___ Data supplied
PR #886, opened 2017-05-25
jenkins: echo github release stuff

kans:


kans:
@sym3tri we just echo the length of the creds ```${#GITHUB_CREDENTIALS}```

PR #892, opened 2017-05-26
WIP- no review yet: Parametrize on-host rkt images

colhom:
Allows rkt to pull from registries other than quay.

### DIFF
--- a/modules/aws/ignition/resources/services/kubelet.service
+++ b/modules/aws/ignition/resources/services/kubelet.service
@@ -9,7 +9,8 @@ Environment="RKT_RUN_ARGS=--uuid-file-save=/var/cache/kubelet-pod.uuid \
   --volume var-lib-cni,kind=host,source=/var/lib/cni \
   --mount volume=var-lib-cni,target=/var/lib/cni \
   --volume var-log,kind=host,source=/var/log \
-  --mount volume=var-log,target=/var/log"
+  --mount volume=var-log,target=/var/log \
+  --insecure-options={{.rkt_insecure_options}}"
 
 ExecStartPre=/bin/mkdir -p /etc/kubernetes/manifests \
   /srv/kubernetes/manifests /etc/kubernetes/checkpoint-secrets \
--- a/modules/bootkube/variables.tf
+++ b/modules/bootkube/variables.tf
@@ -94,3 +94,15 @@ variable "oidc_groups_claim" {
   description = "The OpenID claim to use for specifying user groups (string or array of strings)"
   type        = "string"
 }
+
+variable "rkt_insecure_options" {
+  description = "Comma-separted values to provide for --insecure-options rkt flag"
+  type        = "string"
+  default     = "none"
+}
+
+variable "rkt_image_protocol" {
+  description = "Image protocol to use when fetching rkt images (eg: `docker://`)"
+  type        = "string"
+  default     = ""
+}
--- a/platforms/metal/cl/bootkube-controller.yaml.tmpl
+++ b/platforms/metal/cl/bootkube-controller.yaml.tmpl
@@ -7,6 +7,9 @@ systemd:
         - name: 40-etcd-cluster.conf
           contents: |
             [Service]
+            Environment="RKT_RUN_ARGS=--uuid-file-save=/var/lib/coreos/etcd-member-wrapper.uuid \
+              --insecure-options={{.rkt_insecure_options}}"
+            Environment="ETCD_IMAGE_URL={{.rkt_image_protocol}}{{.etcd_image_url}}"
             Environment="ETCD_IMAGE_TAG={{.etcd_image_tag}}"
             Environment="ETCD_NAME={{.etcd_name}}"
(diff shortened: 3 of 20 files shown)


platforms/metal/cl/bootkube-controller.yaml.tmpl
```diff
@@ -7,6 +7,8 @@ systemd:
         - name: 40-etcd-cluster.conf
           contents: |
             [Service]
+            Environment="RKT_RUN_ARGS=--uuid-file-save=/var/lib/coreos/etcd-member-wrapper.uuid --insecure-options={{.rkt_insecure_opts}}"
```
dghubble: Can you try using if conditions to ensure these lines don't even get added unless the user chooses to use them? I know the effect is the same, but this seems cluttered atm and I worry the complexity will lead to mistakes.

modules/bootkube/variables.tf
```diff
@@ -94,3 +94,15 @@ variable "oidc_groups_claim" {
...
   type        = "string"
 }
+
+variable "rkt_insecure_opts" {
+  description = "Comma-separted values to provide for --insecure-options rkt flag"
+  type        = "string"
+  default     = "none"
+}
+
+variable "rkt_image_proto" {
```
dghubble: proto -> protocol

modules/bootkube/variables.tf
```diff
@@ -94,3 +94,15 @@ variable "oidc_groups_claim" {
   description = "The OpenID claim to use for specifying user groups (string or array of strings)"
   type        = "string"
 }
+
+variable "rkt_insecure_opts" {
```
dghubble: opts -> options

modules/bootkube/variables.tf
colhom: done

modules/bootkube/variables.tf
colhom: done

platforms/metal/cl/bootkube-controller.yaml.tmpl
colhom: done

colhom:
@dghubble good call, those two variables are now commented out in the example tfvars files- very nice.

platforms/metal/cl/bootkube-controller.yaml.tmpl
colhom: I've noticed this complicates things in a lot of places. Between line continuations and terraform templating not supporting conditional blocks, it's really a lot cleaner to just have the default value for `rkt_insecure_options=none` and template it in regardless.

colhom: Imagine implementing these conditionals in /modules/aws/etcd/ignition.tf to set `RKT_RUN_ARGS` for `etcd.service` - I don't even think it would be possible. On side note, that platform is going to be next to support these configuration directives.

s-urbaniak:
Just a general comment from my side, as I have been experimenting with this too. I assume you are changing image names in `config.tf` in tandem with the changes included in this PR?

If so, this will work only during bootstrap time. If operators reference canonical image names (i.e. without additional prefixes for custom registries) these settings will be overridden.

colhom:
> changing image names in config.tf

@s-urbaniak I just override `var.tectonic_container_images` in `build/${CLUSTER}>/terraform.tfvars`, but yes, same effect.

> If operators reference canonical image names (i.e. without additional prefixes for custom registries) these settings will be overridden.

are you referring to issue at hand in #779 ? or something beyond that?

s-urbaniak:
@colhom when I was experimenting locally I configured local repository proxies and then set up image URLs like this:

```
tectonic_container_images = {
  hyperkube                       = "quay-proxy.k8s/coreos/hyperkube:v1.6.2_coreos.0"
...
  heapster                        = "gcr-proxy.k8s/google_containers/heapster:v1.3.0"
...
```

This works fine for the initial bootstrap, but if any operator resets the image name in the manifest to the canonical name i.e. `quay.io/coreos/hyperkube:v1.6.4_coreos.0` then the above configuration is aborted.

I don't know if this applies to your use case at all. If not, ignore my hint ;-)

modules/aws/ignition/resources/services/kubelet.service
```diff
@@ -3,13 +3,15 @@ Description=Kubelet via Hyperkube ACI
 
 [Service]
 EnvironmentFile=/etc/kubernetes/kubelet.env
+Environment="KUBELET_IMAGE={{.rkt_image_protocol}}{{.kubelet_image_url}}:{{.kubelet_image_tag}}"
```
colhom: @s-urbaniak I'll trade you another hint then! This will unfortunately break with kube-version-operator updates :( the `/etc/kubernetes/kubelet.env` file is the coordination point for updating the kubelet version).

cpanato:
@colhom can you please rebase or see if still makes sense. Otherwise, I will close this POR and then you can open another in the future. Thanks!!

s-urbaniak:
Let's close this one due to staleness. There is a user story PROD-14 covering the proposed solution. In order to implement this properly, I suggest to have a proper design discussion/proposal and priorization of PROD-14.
______
▸ **Directions for this task**: Repeat the entries above verbatim.

▸ **Answer for this exercise**:
PR #886, opened 2017-05-25
jenkins: echo github release stuff

kans:


kans:
@sym3tri we just echo the length of the creds ```${#GITHUB_CREDENTIALS}```

PR #892, opened 2017-05-26
WIP- no review yet: Parametrize on-host rkt images

colhom:
Allows rkt to pull from registries other than quay.

### DIFF
--- a/modules/aws/ignition/resources/services/kubelet.service
+++ b/modules/aws/ignition/resources/services/kubelet.service
@@ -9,7 +9,8 @@ Environment="RKT_RUN_ARGS=--uuid-file-save=/var/cache/kubelet-pod.uuid \
   --volume var-lib-cni,kind=host,source=/var/lib/cni \
   --mount volume=var-lib-cni,target=/var/lib/cni \
   --volume var-log,kind=host,source=/var/log \
-  --mount volume=var-log,target=/var/log"
+  --mount volume=var-log,target=/var/log \
+  --insecure-options={{.rkt_insecure_options}}"
 
 ExecStartPre=/bin/mkdir -p /etc/kubernetes/manifests \
   /srv/kubernetes/manifests /etc/kubernetes/checkpoint-secrets \
--- a/modules/bootkube/variables.tf
+++ b/modules/bootkube/variables.tf
@@ -94,3 +94,15 @@ variable "oidc_groups_claim" {
   description = "The OpenID claim to use for specifying user groups (string or array of strings)"
   type        = "string"
 }
+
+variable "rkt_insecure_options" {
+  description = "Comma-separted values to provide for --insecure-options rkt flag"
+  type        = "string"
+  default     = "none"
+}
+
+variable "rkt_image_protocol" {
+  description = "Image protocol to use when fetching rkt images (eg: `docker://`)"
+  type        = "string"
+  default     = ""
+}
--- a/platforms/metal/cl/bootkube-controller.yaml.tmpl
+++ b/platforms/metal/cl/bootkube-controller.yaml.tmpl
@@ -7,6 +7,9 @@ systemd:
         - name: 40-etcd-cluster.conf
           contents: |
             [Service]
+            Environment="RKT_RUN_ARGS=--uuid-file-save=/var/lib/coreos/etcd-member-wrapper.uuid \
+              --insecure-options={{.rkt_insecure_options}}"
+            Environment="ETCD_IMAGE_URL={{.rkt_image_protocol}}{{.etcd_image_url}}"
             Environment="ETCD_IMAGE_TAG={{.etcd_image_tag}}"
             Environment="ETCD_NAME={{.etcd_name}}"
(diff shortened: 3 of 20 files shown)


platforms/metal/cl/bootkube-controller.yaml.tmpl
```diff
@@ -7,6 +7,8 @@ systemd:
         - name: 40-etcd-cluster.conf
           contents: |
             [Service]
+            Environment="RKT_RUN_ARGS=--uuid-file-save=/var/lib/coreos/etcd-member-wrapper.uuid --insecure-options={{.rkt_insecure_opts}}"
```
dghubble: Can you try using if conditions to ensure these lines don't even get added unless the user chooses to use them? I know the effect is the same, but this seems cluttered atm and I worry the complexity will lead to mistakes.

modules/bootkube/variables.tf
```diff
@@ -94,3 +94,15 @@ variable "oidc_groups_claim" {
...
   type        = "string"
 }
+
+variable "rkt_insecure_opts" {
+  description = "Comma-separted values to provide for --insecure-options rkt flag"
+  type        = "string"
+  default     = "none"
+}
+
+variable "rkt_image_proto" {
```
dghubble: proto -> protocol

modules/bootkube/variables.tf
```diff
@@ -94,3 +94,15 @@ variable "oidc_groups_claim" {
   description = "The OpenID claim to use for specifying user groups (string or array of strings)"
   type        = "string"
 }
+
+variable "rkt_insecure_opts" {
```
dghubble: opts -> options

modules/bootkube/variables.tf
colhom: done

modules/bootkube/variables.tf
colhom: done

platforms/metal/cl/bootkube-controller.yaml.tmpl
colhom: done

colhom:
@dghubble good call, those two variables are now commented out in the example tfvars files- very nice.

platforms/metal/cl/bootkube-controller.yaml.tmpl
colhom: I've noticed this complicates things in a lot of places. Between line continuations and terraform templating not supporting conditional blocks, it's really a lot cleaner to just have the default value for `rkt_insecure_options=none` and template it in regardless.

colhom: Imagine implementing these conditionals in /modules/aws/etcd/ignition.tf to set `RKT_RUN_ARGS` for `etcd.service` - I don't even think it would be possible. On side note, that platform is going to be next to support these configuration directives.

s-urbaniak:
Just a general comment from my side, as I have been experimenting with this too. I assume you are changing image names in `config.tf` in tandem with the changes included in this PR?

If so, this will work only during bootstrap time. If operators reference canonical image names (i.e. without additional prefixes for custom registries) these settings will be overridden.

colhom:
> changing image names in config.tf

@s-urbaniak I just override `var.tectonic_container_images` in `build/${CLUSTER}>/terraform.tfvars`, but yes, same effect.

> If operators reference canonical image names (i.e. without additional prefixes for custom registries) these settings will be overridden.

are you referring to issue at hand in #779 ? or something beyond that?

s-urbaniak:
@colhom when I was experimenting locally I configured local repository proxies and then set up image URLs like this:

```
tectonic_container_images = {
  hyperkube                       = "quay-proxy.k8s/coreos/hyperkube:v1.6.2_coreos.0"
...
  heapster                        = "gcr-proxy.k8s/google_containers/heapster:v1.3.0"
...
```

This works fine for the initial bootstrap, but if any operator resets the image name in the manifest to the canonical name i.e. `quay.io/coreos/hyperkube:v1.6.4_coreos.0` then the above configuration is aborted.

I don't know if this applies to your use case at all. If not, ignore my hint ;-)

modules/aws/ignition/resources/services/kubelet.service
```diff
@@ -3,13 +3,15 @@ Description=Kubelet via Hyperkube ACI
 
 [Service]
 EnvironmentFile=/etc/kubernetes/kubelet.env
+Environment="KUBELET_IMAGE={{.rkt_image_protocol}}{{.kubelet_image_url}}:{{.kubelet_image_tag}}"
```
colhom: @s-urbaniak I'll trade you another hint then! This will unfortunately break with kube-version-operator updates :( the `/etc/kubernetes/kubelet.env` file is the coordination point for updating the kubelet version).

cpanato:
@colhom can you please rebase or see if still makes sense. Otherwise, I will close this POR and then you can open another in the future. Thanks!!

s-urbaniak:
Let's close this one due to staleness. There is a user story PROD-14 covering the proposed solution. In order to implement this properly, I suggest to have a proper design discussion/proposal and priorization of PROD-14.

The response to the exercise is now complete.